Given their potential as specific and natural biocontrol agents, bacteriophages and their associated proteins have become the focus of renewed attention over the last decade. The aim of this study was to use a comparative modelling approach to generate a predicted 3D structure for LysB; a 332 amino acid lipolytic enzyme encoded by the mycobacteriophage Ardmore.

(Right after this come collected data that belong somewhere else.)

PR #626, opened 2017-10-12
Add translation for zh_HK - Traditional Chinese 

kelvinliuhk:
Please add this translation. and the naming should update like that. Thanks.

zh_HK - Traditional Chinese
zh - Simplified Chinese

LANGUAGES = {
    'zh_HK': {'flag':'hk', 'name':'Traditional Chinese'},
    'zh': {'flag':'cn', 'name':'Simplified Chinese'}
}


dpgaspar:
Great, thank you for this!

dpgaspar:
This is out with v1.9.5

PR #628, opened 2017-10-14
Remove double-instantiation of declarative base

harmon:
The Model is already decorated with @as_declarative, so when SQLA wraps that again in a call to declarative_base(), it's creating yet another instance of declarative_base. This is causing flask_migrate (which uses SQLA.Model.metadata) to not recognize all the tables I've declared when I subclass from Model (since the metadata instances are different).


dpgaspar:
Release on 1.11.0, Thank you!

PR #631, opened 2017-10-20
Add binary column support for sqlalchemy

jgao54:
Binary columns are not currently supported in FAB. Models with Binary columns cannot be rendered properly when using the default modelview.


criccomini:
@mistercrunch can you look at this please?

dpgaspar:
Thanks!

dpgaspar:
This is out with v1.9.5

The GXSXG pentapeptide, characteristic of lipolytic enzymes, was located at amino acid position 166-170. The three absolutely conserved residues among mycobacteriophage LysB proteins were also identified in Ardmore LysB as Ser-168, Gly-203 and Pro-205. CATH analysis of Ardmore LysB revealed a mainly Beta classification, Beta Barrel architecture and a topology similar to maltoporin. This is unlike the α/β hydrolase structure reported for the D29 LysB protein and, in fact appears in only 3 other sequenced LysB homologues to date. A search for conserved motifs within the amino acid sequence of LysB revealed the presence of both a cutinase motif and a PE-PPE motif. This study presents an in silico 3D predictive model of Ardmore lysin and confirms the high diversity of mycobacteriophages LysB proteins both at the sequence (2D) and structural (predicted 3D) levels.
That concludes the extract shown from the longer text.